Videos by American Songwriter
Charles Bradley
Black Velvet
(Dunham/Daptone)
Rating: 4.5 out of 5 stars
The magnificent contemporary soul singer Charles Bradley was arguably hitting his peak when he was sadly felled by cancer on Sept. 23, 2017. Despite his age (69 when he passed), Bradley had only recorded professionally since being discovered in 2011. His three albums for the Daptone label showed not just how authoritative and emotional a singer he was, but his ability to co-write solid material and tackle unusual covers, everything from “God Bless America” to Black Sabbath’s “Changes,” rearranging them as gutsy, gospel-fired R&B torchers with a creativity and imagination that made them sound like, well, Charles Bradley songs.
While his death put an end to new material, Bradley’s veteran producer and co-writer Tommy “TNT” Brenneck opened the vaults and found nine more finished recordings, some included on hard to find singles, all left off his hat trick of releases. He added an instrumental, this disc’s title track, for what is being called the fourth and final Charles Bradley album. It’s easily as impressive as those that came out when he was alive.
The result is naturally a bit of a mish-mash, but all of the material is terrific and the sequencing makes this seem like a finished product. The searing acoustic “Victim of Love” was already featured as the title track of Bradley’s 2013 album, but this version is an electric take that’s easily as riveting.
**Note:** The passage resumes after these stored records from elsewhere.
PR #2781, opened 2026-07-09
Fix : insert span link duplicate and double copy

nimanikoo:
### Problem

`InsertSpanLinkInternal` is called by the Azure Service Bus instrumentation when a received message batch carries distributed tracing headers. Two issues were found:

---

#### Bug — `Span.InsertSpanLinkInternal` (missing `else`)

```csharp
// Old — BUG: no else, falls through and adds items a second time
if (Links == null || !Links.Any())
    Links = spanLinks;         // sets Links = [A, B, C]
// always executes:
var newList = new List<SpanLink>(Links);  // [A, B, C]
newList.AddRange(spanLinks);             // [A, B, C, A, B, C] ← duplicates
Links = new List<SpanLink>(newList);     // second unnecessary copy
```

When `Links` was initially `null` (the common first-call case), every link was recorded twice. This means a span consuming from an Azure Service Bus batch would report duplicate upstream message links to APM Server, corrupting the distributed trace view.

---

#### Waste — `Transaction.InsertSpanLinkInternal` (double copy)

The `else` branch was logically correct but built `newList` and then immediately wrapped it in `new List<SpanLink>(newList)` — a second allocation that copied the list for no reason.

---

### Fix

The fix is identical for both: early return on the null/empty path (eliminating the fall-through entirely), and direct assignment of the newly built list on the append path:

```csharp
internal void InsertSpanLinkInternal(IEnumerable<SpanLink> links)
{
    if (Links == null || !Links.Any())
    {
        Links = links as SpanLink[] ?? links.ToArray();
        return;
    }
    var newList = new List<SpanLink>(Links);
    newList.AddRange(links);
    Links = newList;
}
```

---

### Benchmark results

> Apple M4 · .NET 8.0.19 · BenchmarkDotNet v0.13.5

| Method | LinkCount | Mean | Ratio | Allocated | Alloc Ratio |
|---|---|---:|---:|---:|---:|
| Old: Span first-call (null Links) — duplicates | 10 | 62.444 ns | base | 536 B | base |
| New: Span first-call — correct, zero alloc | 10 | 3.957 ns | -94% | — | -100% |
| Old: Transaction append — unnecessary second copy | 10 | 56.729 ns | base | 320 B | base |
| New: Transaction append — single List, no copy | 10 | 40.557 ns | -35% | 176 B | -67% |

The Span path is 94% faster with zero allocations because real callers (Azure Service Bus) already pass `SpanLink[]` arrays — the early return simply stores the reference.

---

### Changes

| File | Description |
|---|---|
| `src/Elastic.Apm/Model/Span.cs` | Fix missing `else` (bug fix) |
| `src/Elastic.Apm/Model/Transaction.cs` | Remove pointless second list copy |
| `test/Elastic.Apm.Tests/ApiTests/ApiTests.cs` | 4 regression tests covering null/empty first-call and append for both `Span` and `Transaction` |
| `benchmarks/Elastic.Apm.Benchmarks/SpanLinkInsertBenchmarks.cs` | New benchmark |

**Test suite: 2032 passed, 0 failed**


nimanikoo:
docs-build

test/Elastic.Apm.Tests/ApiTests/ApiTests.cs
```diff
@@ -1276,6 +1276,101 @@ public void MultipleSpanLinksOnChildSpan()
...
+		public void Span_InsertSpanLinkInternal_WhenLinksInitiallyNull_DoesNotDuplicate()
+		{
+			var payloadSender = new MockPayloadSender();
+			using var agent = new ApmAgent(new TestAgentComponents(payloadSender: payloadSender));
+
+			var transaction = agent.Tracer.StartTransaction("tx", "test");
+			var span = transaction.StartSpan("op", "test") as Model.Span;
+			span.Should().NotBeNull();
+
+			var link1 = new SpanLink("aaaa0000000000000000000000000001", "bbbb000000000000000000000000000000000001");
```
stevejgordon: The spanId values here are 32 hex chars and the traceId values are 40 hex chars, but the W3C trace-context spec requires 16 and 32 respectively. SpanLink has no format validation today so the tests pass, but they'll break if validation is ever added.

src/Elastic.Apm/Model/Span.cs
```diff
@@ -672,13 +672,14 @@ private bool TryToCompressComposite(Span sibling)
 
 		internal void InsertSpanLinkInternal(IEnumerable<SpanLink> links)
 		{
-			var spanLinks = links as SpanLink[] ?? links.ToArray();
 			if (Links == null || !Links.Any())
-				Links = spanLinks;
-
+			{
+				Links = links as SpanLink[] ?? links.ToArray();
```
stevejgordon: I think we should probably `links.ToArray()` unconditionally to ensure we always have a defensive copy in case the incoming array is mutated.

src/Elastic.Apm/Model/Span.cs
```diff
@@ -672,13 +672,14 @@ private bool TryToCompressComposite(Span sibling)
 
 		internal void InsertSpanLinkInternal(IEnumerable<SpanLink> links)
```
stevejgordon, line 705: We now have identical copies of this in two files (which is why the original bug slipped in). Could this be refactored into a shared helper to avoid future drift?

stevejgordon (changes requested):
Sorry for the delay. A couple of minor things to suggest. The CLA issue is because one of the commits includes `Co-authored-by: Copilot Autofix powered by AI <175728472+Copilot@users.noreply.github.com>`. Can you rebase to avoid that commit, or amend it's message at least. I think that will make CLA happy.

test/Elastic.Apm.Tests/ApiTests/ApiTests.cs
nimanikoo: https://github.com/elastic/apm-agent-dotnet/pull/2781/changes/7c0056cf885ed8f5c56e9f6208ef56bcf94b22bf

thanks , fixed

src/Elastic.Apm/Model/Span.cs
nimanikoo: https://github.com/elastic/apm-agent-dotnet/pull/2781/commits/f985fa0dacc387e967985d9359440bfacf6d830d

fixed

src/Elastic.Apm/Model/Span.cs
nimanikoo: https://github.com/elastic/apm-agent-dotnet/pull/2781/commits/dc2bd53879b056b309a8c17297e8b985ae22ebb2

Done. I extracted the shared merge logic into `ExecutionSegmentCommon.InsertSpanLinks` and updated both `Span` and `Transaction` to use it.

This keeps the defensive-copy behavior in one place and prevents the two implementations from drifting apart again. Verified with clean builds and the span-link tests passing (8/8).


@stevejgordon

src/Elastic.Apm/Model/ExecutionSegmentCommon.cs
```diff
@@ -365,5 +366,23 @@ internal static void CaptureErrorLog(ErrorLog errorLog, IPayloadSender payloadSe
...
 			payloadSender.QueueError(error);
 		}
+
+		/// <summary>
+		/// Merges <paramref name="additionalLinks" /> into <paramref name="existingLinks" /> and returns the value to
+		/// assign back to the span's or transaction's <c>Links</c> property.
+		/// When there are no existing links the input is defensively copied (the caller may keep and later mutate the
+		/// array it passed in); otherwise a single combined list is produced.
+		/// Shared by <see cref="Span.InsertSpanLinkInternal" /> and <see cref="Transaction.InsertSpanLinkInternal" /> so
+		/// the two implementations cannot drift apart.
```
stevejgordon: I'm not sure we need this detail about the implementation and usage as that too can drift.

benchmarks/Elastic.Apm.Benchmarks/SpanLinkInsertBenchmarks.cs
stevejgordon, line 1: I think we can delete this benchmark as it's served it's purpose and may drift from real code in the future.

stevejgordon (changes requested):
A couple of other items and then we do need to rebase to remove the CoPilot author affecting CLA. I can help with that if you want as I should be able to push on this forked branch?

nimanikoo:
The branch was already rebased onto the latest main and the Copilot-Autofix commit removed (force-pushed a while back) , the current 4 commits are all authored by me with no Co-authored-by trailers. Could you re-trigger the CLA check? It looks like it's still evaluating an old commit SHA. Happy to push an empty commit to kick it if that helps. And yes, send over the other review items.

@stevejgordon

benchmarks/Elastic.Apm.Benchmarks/SpanLinkInsertBenchmarks.cs
nimanikoo: https://github.com/elastic/apm-agent-dotnet/pull/2781/changes/c73a6d68263abbcbe2206c1c9a1a3b7dcd9c4a1d

Thanks , done both:

Shared helper doc: trimmed to just the contract (appends the links; the returned collection never aliases the caller's input). Dropped the per-branch walkthrough and the caller list, since those duplicate code that can drift.
SpanLinkInsertBenchmarks: removed. The bug and the fix are now covered by the _InsertSpanLinkInternal_ API tests, so the benchmark's job is done and there's no near-copy of the logic left to drift.

src/Elastic.Apm/Model/ExecutionSegmentCommon.cs
nimanikoo: https://github.com/elastic/apm-agent-dotnet/pull/2781/changes/c73a6d68263abbcbe2206c1c9a1a3b7dcd9c4a1d

 Thanks , done both:

Shared helper doc: trimmed to just the contract (appends the links; the returned collection never aliases the caller's input). Dropped the per-branch walkthrough and the caller list, since those duplicate code that can drift.
SpanLinkInsertBenchmarks: removed. The bug and the fix are now covered by the _InsertSpanLinkInternal_ API tests, so the benchmark's job is done and there's no near-copy of the logic left to drift.

stevejgordon:
run docs-build

nimanikoo:
@stevejgordon 
Thanks for the review and for all the feedback

I’ve fixed all the issues and comments you pointed out, and I’ve also updated the branch with the latest changes. I believe it’s ready for another review now.

If there’s anything else you have in mind or any other points you’d like me to address, please let me know and I’ll fix them.

stevejgordon:
@nimanikoo - Thanks for taking the effort and time to submit this PR. Unfortunately, we cannot accept this at this time and therefore I will close this PR.

PR #2791, opened 2026-08-16
Perf: Replace inefficient LINQ usage in WildcardMatcher

nkindberg:
The wildcard matcher has inefficient usages of LINQ `ElementAt`. These calls result in enumeration instead of indexing directly in the string. They also cause significant garbage collection pressure by allocating `CharEnumerator` instances on every invocation on hot paths.


stevejgordon:
run docs-build

stevejgordon (approved):
Looks good! Thanks for the contribution.

Issue #438, opened 2019-01-31
Using Pre-trained ELMo Representations for Many Languages in Flair


mauryaland:
Hello,

First of all, thanks for the great work. This library is very useful and I follow with attention the many improvements!

I wonder if there is a possibility of implementing elmo embeddings from the repository [ELMoForManyLangs](https://github.com/HIT-SCIR/ELMoForManyLangs) ?

Thank you in advance for your answer and I am available to help if the answer is positive.

Amaury

alanakbik:
Hello @mauryaland this looks very interesting - multilingual ELMo would definitely be a great addition to Flair. Are you planning an installable pip package?

mauryaland:
@alanakbik I will ask them if they are planning to or if I can create it. I let you know about that.

alanakbik:
Cool, thanks!

mauryaland:
@alanakbik I had an answer from the author on the following [issue](https://github.com/HIT-SCIR/ELMoForManyLangs/issues/46) and the project is too much unstable so far, so wait and see. I will follow the topic.

On another side, I have discovered great embeddings recently, subwords embeddings for many languages in fact. It is called [BPEmb](https://nlp.h-its.org/bpemb/). Could be interesting to used and it is  available on pypi. Things are going really fast in NLP these days !

alanakbik:
Wow these look interesting - perhaps we can integrate them.

stefan-it:
Would be great if they had used the official ELMo training code 😂 From myexperience the Transformer ELMo model is a good alternative to the default ELMo model, and training is a lot faster.

BPE embeddings could be interesting, it would work easily for text classification, because you only have to bpe encode the sentences and train a baseline model; if you also want to use a language model, then you need to train on a BPE encoded corpus.

For sequence tagging: I made some experiments with SentencePiece (SentencePiece word embeddings + SentencePiece language model + Converting a CoNLL NER dataset also to SentencePiece) but the results weren't very promising (It's an open question how to tag the Pieces...).

But for text classification I think it is worth to try these BPEmb. E.g. there's a subword variant with SentencePiece in combination with the ULMfit model on Polish, see paper [here](https://arxiv.org/pdf/1810.10222.pdf).

mauryaland:
Thanks for the details.

Indeed, how to tag the pieces for sequence tagging seems tricky.

Appreciate the paper on SentencePiece in combination with the ULMfit model, really good results!

bheinzerling:
[...]

PR #473, opened 2019-02-08
GH-438: added byte pair embeddings

alanakbik:
Add [bype pair embeddings](http://www.lrec-conf.org/proceedings/lrec2018/pdf/1049.pdf) to Flair.

### DIFF
--- a/flair/embeddings.py
+++ b/flair/embeddings.py
@@ -7,6 +7,7 @@ from typing import List, Union, Dict
 import gensim
 import numpy as np
 import torch
+from bpemb import BPEmb
 from deprecated import deprecated
 
 from pytorch_pretrained_bert.tokenization import BertTokenizer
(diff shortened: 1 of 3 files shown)


gccome:
Thanks for adding this! Can we use BPEmb to do sequence tagging? If so, how to get the tag for each token that is separated as multiple subwords?

alanakbik:
Yes, you can use it in sequence tagging. In this current implementation, the word embedding is constructed as a concatenation of the first and last subword. Alternatively, we could try other ways such as pooling all subword embeddings, or using only the last subword. 

To use the embeddings when training a sequence labeler, do this: 

```python
corpus: TaggedCorpus = NLPTaskDataFetcher.load_corpus(NLPTask.UD_ENGLISH)

tag_type = 'upos'

# initialize embeddings
embeddings =  BytePairEmbeddings(language='en')

# initialize sequence tagger

                                        embeddings=embeddings,
                                        tag_type=tag_type)
print(tagger)

# train model
trainer.train('resources/taggers/ud_bpe')
```

stefan-it:
@alanakbik I'm currently running my UD Basque experiment with bpe embeddings and will report some results here (it's also a nice playground for testing different merge operations and their impact on the downstream task) - so e.g. here's a nice [paper](https://arxiv.org/abs/1706.09733) for machine translation that uses different merge operations (for a specific amount of parallel sentences) :)

alanakbik:
@stefan-it great, thanks - I'd be very interested to hear which parameters work best in your experience. We could then use them as default params in the BytePairEmbeddings class.

gccome:
@alanakbik Thanks Alan! This is great!

alanakbik:
@bheinzerling we noted that this workaround for the serialization has some problems, see #504

bheinzerling:
Ah, that's annoying. I cannot find a way to properly serialize SWIG objects (something like [this](https://stackoverflow.com/questions/9310053/how-to-make-my-swig-extension-module-work-with-pickle) doesn't work either).

As a further workaround, the sentence piece model is now downloaded to a temp directory if it isn't already in the cache during deserialization:

https://github.com/bheinzerling/bpemb/blob/0caeba2e2215b897a84d4f18ea55f1a3b5a320ab/bpemb/bpemb.py#L438

I'll push this change to pip later.

alanakbik:
Ah great - I think you would also need to update the `cache_dir` variable when de-serializing, otherwise it will use the `cache_dir` of the machine the model was serialized on and potentially try to download the model into a nonexisting `cache_dir`.

https://github.com/zalandoresearch/flair/blob/4d4a3a4d93fda6fc20c6bd30950891c02a2bd167/flair/embeddings.py#L268

bheinzerling:
You're right, thanks!

bheinzerling:
You're right, thanks! Hopefully the last fix for serialization now

PR #475, opened 2019-02-09
make sure evaluation is not performed over self.corpus.test if this doesn't contain any Sentence

davidsbatista:
@alanakbik regarding my latest PR there were two more small changes that needed to be made in order to make sure that the evaluation is not called on over `self.corpus.test` if this is an empty list.


alanakbik:
Great, thanks!

Issue #68, opened 2018-08-15
transformer models for language model training and tag prediction instead of LSTM's


mittalsuraj18:
I recently read the generative pretraining paper of openAI.
According to the benchmarks, fine-tuning the openAI model on a custom dataset takes a very less amount of time compared to a LSTM based approach.
Also the model has shown to improve SOTA in a lot of tasks.
So I was wondering if it is possible to replace the pipeline by a transformer based model implemented by OpenAI.

alanakbik:
Great idea - we've been discussing this internally and really want to try it out, and compare the two approaches! Any help / pointers are appreciated :)

mittalsuraj18:
```https://github.com/huggingface/pytorch-openai-transformer-lm``` has an implementation of transformer model in Pytorch and scripts to load openai transformer weights.
Will have a look at it this weekend and check out the complexity of the implementation.

alanakbik:
Great, thanks! Perhaps this code can be the basis of new transformer-based `LanguageModel` and `LanguageModelTrainer` classes!

stefan-it:
A deep Transformer model achieves state-of-the-art results also in language modeling now, see [this](https://arxiv.org/pdf/1808.04444.pdf) paper. So I think integrating such an architecture in `flair` would be awesome :heart: 

But don't look at the evaluation section in the paper mentioned above ;) I took more than 7 days on a single Cloud TPU :scream:

tabergma:
Small update: We are going to add the BERT embeddings (see https://github.com/zalandoresearch/flair/issues/251) in the next release to flair. They are based on transformers.

We are still thinking of adding our own transformer model at one point. But not in the near future.

mittalsuraj18:
alright 👍

stefan-it:
@alanakbik and @tabergma : Here's another great paper about a Transformer-based LM: 

[Transformer-XL: Attentive Language Models Beyond a Fixed-Length Context](https://arxiv.org/abs/1901.02860)

-> Yesterday they provided both a TensorFlow and PyTorch implementation of the model. I'm going to play with the implementation now, maybe I find a way to get embeddings for a sentence (like it is done with FlairEmbeddings).

alanakbik:
Wow this looks really interesting!

stefan-it:
Two PR's from the `pytorch-pretrained-BERT` repositoy are very interesting:

* [OpenAI GPT support](https://github.com/huggingface/pytorch-pretrained-BERT/pull/183)
[...]

PR #490, opened 2019-02-12
GH-68 Bert update

kashif:
for issue #68


stefan-it:
I think it should also be updated in `setup.py` :)

kashif:
@stefan-it are you working on adding transformer-xl and openai-gpt embedding classes or should i do it?

stefan-it:
@kashif I haven't started yet, so it would be great if you can add a kind of skeleton for both integrations, so that we can work together on it :)

alanakbik:
:+1:

stefan-it:
:+1:

stefan-it:
@kashif *0.6.1* is out today. New release includes the new GPT-2 model :)

PR #506, opened 2019-02-15
GH-504: workaround for serialization of BPEmb object

### LINKED ISSUE #504: BytePairEmbeddings serialization error
In the current master branch, the `BytePairEmbeddings` serialization creates problems when serialized on another machine than where they get deserialized.  

Specifically, this line causes the problem: 

https://github.com/zalandoresearch/flair/blob/4b3562eed534e4e305a36d2f22d12961bc6c25d5/flair/embeddings.py#L261 

Since this is only a path, this only works if the sentence piece model is already on your local machine under exactly the same path. If I train remotely and then deserialize locally, I get a `No such file or directory Error`.

alanakbik:
closes #504 

Workaround in which the sentence piece model is serialized as a binary that is written to the appropriate folder if missing.

### DIFF
--- a/flair/embeddings.py
+++ b/flair/embeddings.py
@@ -1,3 +1,4 @@
+import os
 import re
 import logging
 from abc import abstractmethod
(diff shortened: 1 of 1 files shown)


53X:
Thanks for this fix. I wanted to push the **Attentional BiLSTM** today but found this error after a recent git pull

alanakbik:
@53X hey that's great - really looking forward to the attentional BiLSTM!

alanakbik:
:+1:

kashif:
👍

Issue #511, opened 2019-02-16
DocumentLSTMEmbeddings use GRU instead of LSTM


kubapok:
In DocumentLSTMEmbeddings there is:

`        self.rnn = torch.nn.GRU(self.embeddings_dimension, hidden_size, num_layers=rnn_layers,
                                bidirectional=self.bidirectional)`

which is inconsistent naming. Both GRU and LSTM are type of RNN networks, but GRU is not the same as LSTM.

alanakbik:
fixed in #512 - thanks!!

PR #512, opened 2019-02-16
GH-511: change DocumentLSTMEmbeddings to use LSTM instead of GRU

kubapok:
add other available RNN types to choose from

### DIFF
--- a/flair/embeddings.py
+++ b/flair/embeddings.py
@@ -1497,7 +1497,7 @@ class DocumentPoolEmbeddings(DocumentEmbeddings):
         pass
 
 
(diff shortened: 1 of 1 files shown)


alanakbik:
Hey this is great, thanks for adding this. 

However, I am getting an error now ('`DocumentLSTMEmbeddings' object has no attribute 'embedding_length`') if I call this code: 

```python
classifier = TextClassifier.load('en-sentiment')
```

There may a problem with backwards compatibility with serialized models.

alanakbik:
@kubapok thanks for commiting this - I'll merge this into the release branch and take alook at the error with the serialized models!

PR #538, opened 2019-02-21
Adds Attentional BiLSTM in the Text Classification architecture

### LINKED ISSUE #460: Introducing Attentional BiLSTM for Text Classification
As per my understanding ,  Flair by default uses the **standard BiLSTM model** for text classification.

I guess introducing **Attentional BiLSTM** might improve this maybe?

An easy solution to this might be to just introduce a parameter named **attention** in the **TextClassifier** class that decides whether to use attention or not

53X:
This fixes #460 .    The attention used here is **Soft Attention**.


alanakbik:
Hi @53X thanks for adding this! Could you remove the files: 

- flair/Python-3.6.5.tar.xz
- train.py

from the PR? The embeddings.py and text_classification_model.py should be enough for the PR!

53X:
@alanakbik , Done

alanakbik:
Thanks - could you also remove `train.py`?

53X:
@alanakbik , is it LGTM?

53X:
@alanakbik , can you please help me out here a bit ?

53X:
`train.py` was originally there is Flair. I think that keeping it doesn't hurt. What do you say?

alanakbik:
oh yes, sorry. train.py can stay!

alanakbik:
Thanks! I'll merge to a branch and look into the failing unit test!

53X:
@alanakbik  when can this be merged to the master ?

alanakbik:
Hi @53X the code works well, but was only working in a very specific setup, i.e. if we use `DocumentLSTMEmbeddings` with `bidirectional=False`. I made some changes to get it to run for arbitrary document embeddings by using a hooking mechanism: 

https://github.com/zalandoresearch/flair/blob/6f10533ea293c5031e83acc9b45483bf9f6ec957/flair/models/text_classification_model.py#L94 

This allows us to preserve the original `.embed()` interface, so it maintains the same method signature as all other embeddings: 

https://github.com/zalandoresearch/flair/blob/6f10533ea293c5031e83acc9b45483bf9f6ec957/flair/embeddings.py#L1821

Could you take a look at this code to see if it works the way as intended?

53X:
Sure @alanakbik

alanakbik:
@53X just pushed some more fixes for GPU and gradient propagation. Seems to work now with DocumentLSTMEmbeddings and DocumentRNNEmbeddings with different parameters.

53X:
Great. Let me know if you need me to do anything else

alanakbik:
Could you verify that its working as intended? If so, I'll merge!

heukirne:
Hello @53X , 
How can I extract the feature importance from attention layer?
How to list the most informative word for the classifier model?
Thanks!

PR #553, opened 2019-02-21
GH-483: accuracy calculation

alanakbik:
changes the accuracy calculation as to be consistent with scikit-learn. See discussion in #483


alanakbik:
:+1:

kashif:
👍

PR #576, opened 2019-03-01
Adding support to portuguese pre-trained word embeddings from NILC lab

pvcastro:


flair/embeddings.py
```diff
@@ -1937,3 +1937,47 @@ def _add_embeddings_internal(self, sentences: List[Sentence]):
...
+        cache_dir = Path('embeddings')
+
+        # GLOVE embeddings
+        if embeddings.lower() == 'glove':
+            cached_path(f'{base_path}{embeddings}/{embeddings}_s{size}.zip', cache_dir=cache_dir)
+            embeddings = cached_path(f'{base_path}{embeddings}/{embeddings}_s{size}.zip', cache_dir=cache_dir)
+
+        elif embeddings.lower() in ['fasttext', 'wang2vec', 'word2vec']:
+            cached_path(f'{base_path}{embeddings}/{model}_s{size}.zip', cache_dir=cache_dir)
+            embeddings = cached_path(f'{base_path}{embeddings}/{model}_s{size}.zip', cache_dir=cache_dir)
```
pvcastro: I realized that there's a problem here. All the zip files at their repository have the same name pattern: {model}_s{size}.zip. So how can I cache these using different names for different embedding types? For an example: at the cache_dir I would have a word2vec_skip_s100.zip and wang2vec_skip_s100.zip.

stefan-it: Maybe you could add a model signature to the `cache_dir` path, e.g. `cache_dir = Path('embeddings') / embeddings.lower() / f'{model}_s{size}'?

pvcastro: OK, done. Thanks for the tip!

heukirne:
Excelent, @pvcastro !!

alanakbik:
@pvcastro looks good from my side, thanks!

Just one minor thing: When you initialize the embeddings, it can take while until they are loaded into memory. But there is no logging output, which could confuse some users who might wonder what is happening right now. Could you add some logging output like "Loading X embeddings" and "Loading X embeddings complete"?

pvcastro:
Hi @alanakbik , sure. But can you point me to an example showing exactly where this should be done? I'm asking because I saw no such logging in the WordEmbeddings class, and I tried keeping the same type of code. 
Thanks!

alanakbik:
Sure! The logger is already initialized in the embeddings class as a global variable, here: 

https://github.com/zalandoresearch/flair/blob/ccb2ffb4080550d25e1e067e2e82e661c8b81411/flair/embeddings.py#L27 

Then, you could add a `log.info` line, like we do in the ModelTrainer class, for instance in this line:

https://github.com/zalandoresearch/flair/blob/ccb2ffb4080550d25e1e067e2e82e661c8b81411/flair/trainers/trainer.py#L126 

If could be a log.info that gets printed right before loading the embeddings that just prints 'reading embeddings [name]'.

pvcastro:
Thanks @alanakbik . Done, please let me know if it's ok.

alanakbik:
Yes, looks good!

alanakbik:
:+1:

alanakbik:
@kashif @tabergma could one of you check, +1 and merge?

tabergma:
👍

PR #582, opened 2019-03-03
GH-538: attention

alanakbik:
This PR adds a layer of attention implemented by @53X to the `TextClassifier`. 

You can activate it by setting `attention=True` in the `TextClassifier` initialization.


alanakbik:
:+1:

alanakbik:
@MichaelHintz @stefan-it @kashif could you check, +1 and merge?

53X:
Hi, @alanakbik  @stefan-it  @kashif @MichaelHintz can this be merged? I am actually planning to use it in one of my problems

kashif:
@53X I fixed the conflict, is it possible to add a test?

53X:
@kashif , can you please elaborate on the kind of test?

53X:
@alanakbik , there is a bug in this code .

alanakbik:
@53X what is the bug?

53X:
While loading back the model, if we forget to pass the bidirectional parameter's value, then only it gives an error for bidirectional cases. Otherwise it's fine. Adding that solves the issue. See **load_from_file** function in text_classifcation_model.py

loopdigga98:
Are you planning to add attention to NER classifier?

alanakbik:
@loopdigga98 that's a good idea. We are currently refactoring the model interfaces and classes so adding attention as an optional layer in all tasks could be interesting!

stefan-it:
One question: could the newly introduced [MultiheadAttention](https://github.com/pytorch/pytorch/pull/18334) class be used here 🤔 It is available in PyTorch 1.1.0 :)

alanakbik:
Oh looks interesting! Might be worth a try :)

aptperson:
Is this still going to be merged?

djstrong:
Here are perplexities that can be achieved by adding single head attention to LSTM: https://github.com/Smerity/sha-rnn

lfdharo:
Hello everyone, is it possible to get the attention weights that the TextClassifier is assigning to each word/token in the sentence to provide the final score in a multiclass setup? I thought that this was the spirit of the proposed incorporation to the library, but it seems it is not currently available in the latest version.

PR #1016, opened 2019-08-21
GH-1012: make all tag prediction optional to increase speed

alanakbik:
Closes #1012 

Increases `SequenceTagger` prediction speed by making it optional (and by default not activated) to predict all tags instead of only the most likely one. Adds the new boolean argument `all_tag_prob` to the `predict()` method to control this behavior (if set to `True`, predict all).

PR #1026, opened 2019-08-23
[NER] fix inference bug introduced by #1016 (tags are not saved in token object)

pommedeterresautee:
PR #1016 has introduced a new parameter to avoid computing scores for each tag and accelerating inference.
Now, when `all_tag_prob=False` during NER inference, predictions are not saved in `Token.tags`... so it is like nothing happened.
It is because of the `zip()` function taking multiple lists but if they have different sizes, the length of the shortest is taken as reference. When `all_tag_prob` is `False`, `all_tags` list is empty, so `zip` function acts like all of its parameters/lists are empty, and no iteration happens in the for loop saving results in `Token` objects.

It is a tricky bug as when you test the same sentence with `all_tag_prob=True` and then `all_tag_prob=False` the inference is working... I have not understood why.

The fix is to simply divide operations in 2 parts without any call to `zip`.

### DIFF
--- a/flair/models/sequence_tagger_model.py
+++ b/flair/models/sequence_tagger_model.py
@@ -371,13 +371,18 @@ class SequenceTagger(flair.nn.Model):
                         feature, batch, get_all_tags=all_tag_prob
                     )
 
-                for (sentence, sent_tags, sent_all_tags) in zip(batch, tags, all_tags):
-                    for (token, tag, token_all_tags) in zip(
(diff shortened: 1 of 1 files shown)


alanakbik:
@pommedeterresautee thanks for spotting and fixing this!

alanakbik:
:+1:

yosipk:
👍

PR #1030, opened 2019-08-24
[Sentence] Fix infinite loop bug

pommedeterresautee:
Sometimes, `start_pos` in `Token` is set to None.
This is for instance the case when loading a `Corpus` in columnar format.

The opening “Can’t Fight the Feeling” is an Otis Redding-styled Memphis organic rocker with horns and one of Bradley’s finest tracks. The production is stripped down for “I Hope You Find (The Good Life)” with a drum machine providing the rhythm on what seems like a stream-of-consciousness recording that finds Bradley quoting both “Go Away Little Girl” and “The Way We Were” in an odd but fascinating mash-up.
Covers of Nirvana’s “Stay Away” and Neil Young’s “Heart of Gold” display two more examples of Bradley transforming songs never intended to be soul tunes by unearthing the underlying R&B in them. Bradley’s searing, testifying vocal on “I Feel a Change,” only left off the Victim of Love collection because there were already enough ballads, is as spellbinding as anything he recorded.
The Menahan Street Band that backed Bradley in the studio is in vibrant form throughout, especially powerful on their showcase “Black Velvet,” a slow instrumental sizzler that divides this collection in half. You get a glimpse of Bradley’s appreciation of his better-late-than-never success as he pours every ounce of ache into each passionate performance. He never phoned it in, not in the studio nor especially live where his sweat-soaked shows are the stuff of legend.
This closes the book on Bradley’s brief career, and does it with the class, honesty, integrity and intensity he brought to everything he touched.